Antalaha District is a district in northeastern Madagascar. The district contains the Masoala Peninsula, and is limited by Antongil Bay in south-west and the Indian Ocean on east. It is a part of Sava Region and borders the districts of Sambava into the north, Andapa to the north-west and Maroantsetra to the west. The area is  and the population was estimated to be 222,203 in 2009 and 282,921 in 2018. At the time of the last Madagascar census in 1993 149,684 inhabitants lived in this district. 

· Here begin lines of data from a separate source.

PR #964, opened 2022-12-09
feat: improve star_arriba metawrapper

FelixMoelder:
### Description

When creating the star index the path of the annotation file is currently hardcoded. As it is defined in the input I would suggest to make it a variable.

In addition I would like to discuss if the Test-Snakefile should be more generic.
The `arriba`-rule currently definies a blacklist-file as parameter while it is not part of the input.
In addition the contigs are also limited to chromosome 1 and 2.
As I would expect that a meta wrapper should work out of the box with default parameters when imported as a module it appears reasonable to me to remove this parameters (if this does not make the CI run forever). 

### QC

* [x] I confirm that:

### DIFF
--- a/meta/bio/star_arriba/test/Snakefile
+++ b/meta/bio/star_arriba/test/Snakefile
@@ -6,7 +6,7 @@ rule star_index:
         directory("resources/star_genome"),
     threads: 4
     params:
-        extra=lambda wc, input: "--sjdbGTFfile {input.annotation} --sjdbOverhang 100",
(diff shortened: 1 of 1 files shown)


fgvieira:
This will also give errors once the version is updated, no?
```
extra="-T -P -i 1,2",
```

FelixMoelder:
> This will also give errors once the version is updated, no?
> 
> ```
> extra="-T -P -i 1,2",
> ```

Yes, this test is already running when updating arriba.
I therefore decided to add this into PR https://github.com/snakemake/snakemake-wrappers/pull/963 as it depends on each other.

The main town and district capital is Antalaha

Communes
The district is divided into 16 communes (from north to south) with population data based on projections for 2018:

 Ambalabe - 16,988 inhabitants
 Ambinanifaho - 13,307 inhabitants
 Ambohitralanana - 16,853 inhabitants
 Ampahana - 24,732 inhabitants
 Ampanavoana - 13,556 inhabitants
 Ampohibe - 27,050 inhabitants
 Andampy - 7,399 inhabitants
 Antalaha - 44,556 inhabitants
 Antananambo - 17,091 inhabitants
 Antombana - 20,659 inhabitants
 Antsahanoro - 15,847 inhabitants
 Antsambalahy - 10,946 inhabitants
 Lanjarivo - 18,861 inhabitants
 Marofinaritra - 16,930 inhabitants
 Sarahandrano - 7,097 inhabitants
 Vinanivao - 11,049 inhabitants

 Total - 282,921 inhabitants

Infrastructures
The National road 5a connects the town with Sambava (81 km) and Ambilobe in the North. Antalaha has a maritime harbour. The local airport is situated at 12km west of Antalaha.

National Parks
The Masoala National Park.

Rivers
The Ambinany river, Ankavanana, Onive (nord) and Ankavia.